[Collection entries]
═══

PR #10222, opened 2022-08-03
Fixes #35045 - fixed the issue that all errata are applied when only certain errata selected

lfu:
Add `fetchItemsQuery` to `useBulkSelect` for dropdown filters.

@jeremylenz has done an excellent job to explain the issue. I'd like to save it here for the record. Thanks @jeremylenz.

`fetchBulkParams` returns a scoped search query that matches whatever items are selected.

If you're in regular mode and have ids 1 and 3 selected, it will return `"id ^ (1, 3)"`.
if you're in `selectAll` mode, it uses `exclusionSet` instead. 

Let's say you select all, the front end hasn't downloaded all the IDs yet from all the pages so it doesn't know what they are. 
but then lets say you go to page 4 of 99 and deselect a couple items. It knows you deselected those.  So `searchQueryWithExclusionSet` will return a query like "id !^ (396, 398)" which means "id is not equal to those two that the user deselected". So that search would match all IDs _except_ those.

Now, it gets more complicated when the user has already entered a search in the search box. That's why you see it joined with `searchQuery` [there](https://github.com/Katello/katello/blob/a9e44e26abb667ed474fc562b97172a62ea98a2a/webpack/components/Table/TableHooks.js#L210). It actually joins that `id !^ (396, 398)` with the search query so you'll get something like `id !^ (396, 398) AND name ~ panda` or whatever your search was.

The bug is that it should _also_ do that with whatever filter dropdowns you have selected. Right now it ignores them.
But it should translate those dropdowns into a scoped search query and add that to `searchQueryWithExclusionSet` similar to the way `searchQuery` is now.

Get a host with multiple types of errata
On the new host detail page, filter the errata to only a single type (e.g. Bugfix)
Click the Select All checkbox
Click Apply

Expected: Only the selected errata type will be applied instead of all errata are applied.

### DIFF
--- a/webpack/components/Table/__test__/useBulkSelect.test.js
+++ b/webpack/components/Table/__test__/useBulkSelect.test.js
@@ -1,0 +1,99 @@
+import { act, renderHook } from '@testing-library/react-hooks';
+import { useBulkSelect } from '../TableHooks';
+
+const isSelectable = () => true;
+const idColumn = 'errata_id';
+const metadata = {
+  error: null, selectable: 2, subtotal: 2, total: 2,
+};
+const results = [
+  {
+    errata_id: 'RHSA-2022:2031',
+    id: 311,
+    severity: 'Low',
+    type: 'security',
+  },
+  {
+    errata_id: 'RHSA-2022:2110',
+    id: 17,
+    severity: 'Low',
+    type: 'security',
+  },
+];
+
+it('returns a scoped search string based on inclusionSet', () => {
+  const { result } = renderHook(() => useBulkSelect({
+    results,
+    metadata,
+    idColumn,
+    isSelectable,
+  }));
+
+  act(() => {
+    result.current.selectOne(true, 'RHSA-2022:2031');
+  });
+
+  expect(result.current.fetchBulkParams()).toBe('errata_id ^ (RHSA-2022:2031)');
+});
+
+it('returns a scoped search string based on exclusionSet', () => {
+  const { result } = renderHook(() => useBulkSelect({
+    results,
+    metadata,
+    idColumn,
+    isSelectable,
+  }));
+
+  act(() => {
+    result.current.selectAll(true);
+  });
+
+  act(() => {
+    result.current.selectOne(false, 'RHSA-2022:2031');
+  });
+
+  expect(result.current.fetchBulkParams()).toBe('errata_id !^ (RHSA-2022:2031)');
+});
+
+it('adds search query to scoped search string based on exclusionSet', () => {
+  const { result } = renderHook(() => useBulkSelect({
+    results,
+    metadata,
+    idColumn,
+    isSelectable,
+  }));
+
+  act(() => {
+    result.current.updateSearchQuery('type=security');
+  });
+
+  act(() => {
+    result.current.selectAll(true);
+  });
+
+  act(() => {
+    result.current.selectOne(false, 'RHSA-2022:2031');
+  });
+
+  expect(result.current.fetchBulkParams()).toBe('type=security and errata_id !^ (RHSA-2022:2031)');
+});
+
+it('adds filter dropdown query to scoped search string', () => {
+  const { result } = renderHook(() => useBulkSelect({
+    results,
+    metadata,
+    idColumn,
+    isSelectable,
+    filtersQuery: 'severity=Low',
+  }));
+
+  act(() => {
+    result.current.selectAll(true);
+  });
+
+  act(() => {
+    result.current.selectOne(false, 'RHSA-2022:2031');
+  });
+
+  expect(result.current.fetchBulkParams()).toBe('severity=Low and errata_id !^ (RHSA-2022:2031)');
+});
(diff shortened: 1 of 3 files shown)


lfu:
Package upgrade does not have the same issue.
Seems errata is the only one affected.

webpack/components/extensions/HostDetails/Tabs/ErrataTab/ErrataTab.js
```diff
@@ -155,6 +167,7 @@ export const ErrataTab = () => {
     results,
     metadata,
     idColumn: 'errata_id',
+    fetchItemsQuery: fetchItemsQuery(),
```
jeremylenz, line 170:
```suggestion
    dropdownsQuery: dropdownsQuery(),
```
Since `searchQuery` is what the user entered in the search box, I feel `dropdownsQuery` or `filterDropdownsQuery` may be a better name here, since it's what the user has selected in the dropdowns.

webpack/components/extensions/HostDetails/Tabs/ErrataTab/ErrataTab.js
```diff
@@ -120,6 +120,18 @@ export const ErrataTab = () => {
     initialSortColumnName: 'Errata',
   });
 
+  const fetchItemsQuery = () => {
+    let query = '';
```
jeremylenz, line 124:
```suggestion
    let query = [];
```
Doing this with an array (and then `return query.join(' & ')`) will be a bit cleaner and easier to read.

jeremylenz (commented):
Tested and works well, thanks @lfu!

Left a couple suggestions below.

Also, it seems we don't have any test coverage for `TableHooks.js`. It's such an important area of the code; I think it would be great if you could add a few tests for `fetchBulkParams` describing different search inputs and outputs:

* returns a scoped search string based on selectionSet
* returns a scoped search string based on exclusionSet
* adds search query to scoped search string based on exclusionSet
* adds filter dropdown search query to scoped search string

You won't have to render any React components - these will be pure JavaScript tests, so they should be pretty lightweight and easy to write!

jeremylenz:
Seems like the issue also happens in Repository sets, could you look into that?

webpack/components/extensions/HostDetails/Tabs/ErrataTab/ErrataTab.js
lfu: I don't like to include component type in the name. Suppose in the future we'd like to add a checkbox to the filters then the name would become not appropriate.
How about `filtersQuery`?

jeremylenz: I'm fine with `filtersQuery` :+1:

lfu:
> Seems like the issue also happens in Repository sets, could you look into that?

Repository sets does have the same issue.
Unless we fix [this method](app/controllers/katello/api/v2/host_subscriptions_controller.rb) first to accept override status as scoped search attribute, we can't apply the `filtersQuery` change to Repository sets.

jeremylenz:
@lfu can you open a Redmine for the repository sets issue?

webpack/components/extensions/HostDetails/Tabs/ErrataTab/ErrataTab.js
```diff
@@ -120,6 +120,17 @@ export const ErrataTab = () => {
...
 
+  const filtersQuery = () => {
+    let query = [];
+    if (errataTypeSelected !== ERRATA_TYPE) {
+      query.push(`type=${TYPES_TO_PARAM[errataTypeSelected]}`);
+    }
+    if (errataSeveritySelected !== ERRATA_SEVERITY) {
+      query.push(`severity=${SEVERITIES_TO_PARAM[errataSeveritySelected]}`);
+    }
+    return query.join('&');
```
jeremylenz, line 131: I'm not sure if `&` works the same as `and`. And we use `and` in most other places, I think, including `fetchBulkParams`.

```suggestion
    return query.join(' and ');
```

webpack/components/Table/__test__/useBulkSelect.test.js
```diff
@@ -0,0 +1,89 @@
...
+
+  act(() => {
+    result.current.selectAll(true);
+  });
+
+  act(() => {
+    result.current.updateSearchQuery('errata_id=RHSA-2022:2031');
+  });
+
+  expect(result.current.fetchBulkParams()).toBe('errata_id=RHSA-2022:2031');
```
jeremylenz, line 72: I think this test and the test below would make a bit more sense to the reader if it first had a non-blank exclusion set to add the query to. As it is now, it starts with nothing, so it doesn't really illustrate the "adding" part.

jeremylenz (commented):
Thanks for adding tests @lfu! just a couple nits below, but this is looking good

lfu:
> @lfu can you open a Redmine for the repository sets issue?

https://projects.theforeman.org/issues/35357

webpack/components/Table/__test__/useBulkSelect.test.js
lfu: `exclusionSet` is checked with when `selectAllMode` is `true`. 
I can add item to `exclusionSet` if you prefer an non-empty `exclusionSet`.

jeremylenz: Yeah, I'd prefer to see the expectation be "xxx and xxx" instead of just "xxx"

jeremylenz (approved):
Changes look good and still works great, thanks @lfu!

ACK :+1:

═══

WHAT IS REQUIRED:
What is wanted is every line from the first line of the entries through the line that contains "but then lets", given again exactly.

RESULT OF THE TASK:
PR #10222, opened 2022-08-03
Fixes #35045 - fixed the issue that all errata are applied when only certain errata selected

lfu:
Add `fetchItemsQuery` to `useBulkSelect` for dropdown filters.

@jeremylenz has done an excellent job to explain the issue. I'd like to save it here for the record. Thanks @jeremylenz.

`fetchBulkParams` returns a scoped search query that matches whatever items are selected.

If you're in regular mode and have ids 1 and 3 selected, it will return `"id ^ (1, 3)"`.
if you're in `selectAll` mode, it uses `exclusionSet` instead. 

Let's say you select all, the front end hasn't downloaded all the IDs yet from all the pages so it doesn't know what they are. 
but then lets say you go to page 4 of 99 and deselect a couple items. It knows you deselected those.  So `searchQueryWithExclusionSet` will return a query like "id !^ (396, 398)" which means "id is not equal to those two that the user deselected". So that search would match all IDs _except_ those.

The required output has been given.